Aarhus Universitets segl

Biodiversitetssymposiet 2024

Abstracts - key note speakers

Professor Rudolf Meier

Towards holistic insect monitoring by accelerating species discovery, description, and identification using robots, nanopore sequencing, and Artificial Intelligence

Biodiversity science tends to neglect hyperdiverse insect clades although they provide many ecosystem services. I first document that more than half of the flying insect diversity in many samples is concentrated in 20 family-level clades regardless of where the samples were collected. I then demonstrate how little is known about most of these clades by comparing the species richness in bulk samples with the number of described species. This leads to the conclusion that we need new approaches to species discovery and the taxonomy of “dark taxa”. At the Center for Integrative Biodiversity Discovery at the Natural History Museum Berlin, we work toward a vision where much of the specimen handling and imaging is robotic, specimens are sorted to putative species with nanopore barcodes, and descriptions become increasingly semi-automatic despite combining molecular and morphological information. I will show that this approach allows for a “dark taxon” like the fungus gnats belonging to Mycetophilidae to be quickly converted from largely unknown for a country like Singapore to be sufficiently well known for biomonitoring. Lastly, I will outline how the images for common species can be used to train Convolutional Neural Networks (CNNs) for future specimen identification with images alone.

Professor Grant Hopcraft

Exploring delayed, displaced, and disproportional effects of humans on ecosystems: Animal movement and the conservation of the Serengeti-Mara Ecosystem

Underpinning the biodiversity crisis is the unprecedented loss of ecosystems and their functionality. In this talk I explore the ways in which humans are having delayed, displaced, and disproportional effects on the Serengeti-Mara ecosystem. I use the movement of animals as an indicator of an ecosystem under pressure. Typically, animal movement studies combine GPS data with environmental covariates to understand the how animals decide whether to remain or depart from an area. These behavioural responses are the product of calculated decisions in which animals weigh up the availability of resources and risks against their internal requirements, however estimating the physiological condition of free-living animals is challenging. In this talk I present some of our work from Serengeti in which we use metabolites deposited in the tail hair of GPS-collared migratory wildebeest to recreate their physiological timelines of starvation and pregnancy cycles. This approach provides a deeper understanding of how the internal state of the animal (such as stress and hunger) alters their behavioural decisions about whether to stay or move. These approaches allow us to explore how animals react to human activity both at the edges of ecosystems (where migratory animals interact with people) and in the core protected areas (where migratory animals interact with tourism infrastructure). By linking the movement of animals to their internal state we gain deeper insights about which management interventions are working and how animals are responding both physiologically and behaviourally to human activities. The next challenge is to integrate these metrics with long-term demographic responses, such as survival and population viability.

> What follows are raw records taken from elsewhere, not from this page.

PR #286, opened 2023-05-17
Add debug options to Cesium Data prim

lilleyse:
This will help us tweak common debug options without needing to recompile the code.

image


exts/cesium.omniverse/cesium/omniverse/ui/attributes/data_attributes_widget.py
```diff
@@ -23,5 +23,11 @@ def _customize_props_layout(self, props):
                 CustomLayoutProperty("cesium:georeferenceOrigin:latitude", "Latitude")
                 CustomLayoutProperty("cesium:georeferenceOrigin:longitude", "Longitude")
                 CustomLayoutProperty("cesium:georeferenceOrigin:height", "Height")
+            with CustomLayoutGroup("Debug Options"):
```
weegeekps, line 26: Let's start this collapsed. Just add `collapsed=True` to the arguments for `CustomLayoutGroup`.

exts/cesium.usd.plugins/schemas/cesium_schemas.usda
```diff
@@ -63,6 +63,47 @@ class CesiumDataPrim "CesiumDataPrim" (
         displayName = "Georeference Origin Height"
         doc = "The height of the origin in meters above the WGS84 ellipsoid. Do not confuse this with a geoid height or height above mean sea level, which can be tens of meters higher or lower depending on where in the world the origin is located."
     )
+
+    bool cesium:debug:disableMaterials = false (
+        customData = {
+            string apiName = "debugDisableMaterials"
+        }
+        displayName = "Disable Materials"
+        doc = "For debugging only: whether to disable materials."
```
weegeekps, line 72: I'm not a fan of how these are written. To a native English speaker it will probably be okay, but to a non-native speaker I can see this adding confusion. Complete sentences such as, "Debugging value which disables materials when enabled," would be better.

src/core/src/Context.cpp
```diff
@@ -231,6 +233,13 @@ void Context::processPropertyChanged(const ChangedPrim& changedPrim) {
                     tilesetsToReload.emplace(tileset);
                 }
             }
+        } else if (
```
weegeekps, line 236: Lots of conditional nesting here. I think the outer conditional is a good candidate for a switch with branching functions for readability, as long as the additional call doesn't cause too much overhead.

weegeekps (commented):
Looking good but some initial thoughts to make this cleaner.

weegeekps (approved):
Oops, meant to approve this yesterday and didn't click submit. LGTM.

PR #288, opened 2023-05-18
Added regenerate_schema.bat for Windows

lilleyse:
I was getting tired of switching to Linux to regenerate schemas so I wrote a batch file for Windows. I also removed some of the manual steps we needed to do every time.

Professor Jens-Christian Svenning

Ecosystem management under emerging novel biosphere conditions - navigating challenges, necessities, and opportunities

Human-induced global changes, including anthropogenic climate change, biotic globalization, trophic downgrading, and pervasive land use, are transforming Earth's biosphere, placing biodiversity and ecosystems at the forefront of unprecedented challenges. Arguably the current situation represents a new geological epoch, the Anthropocene, underscoring the dominant influence of humans in the Earth system and calls for a critical reassessment of our interactions with the biosphere. Addressing the pressing climate and biodiversity crises requires transformative changes toward effective planetary stewardship. In this talk, I will explore the socio-ecological dynamics leading to our current situation, examine biodiversity dynamics within novel ecosystems, discuss the growing significance of biosphere novelty for human societies, and consider strategies for steering ecological dynamics toward positive outcomes under increasingly novel conditions. A central conclusion is that achieving planetary stewardship in the Anthropocene will necessitate collaboration across different scales and the integration of ecological knowledge with societal needs, through scalable solutions and cultural innovations tailored to these new ecological realities.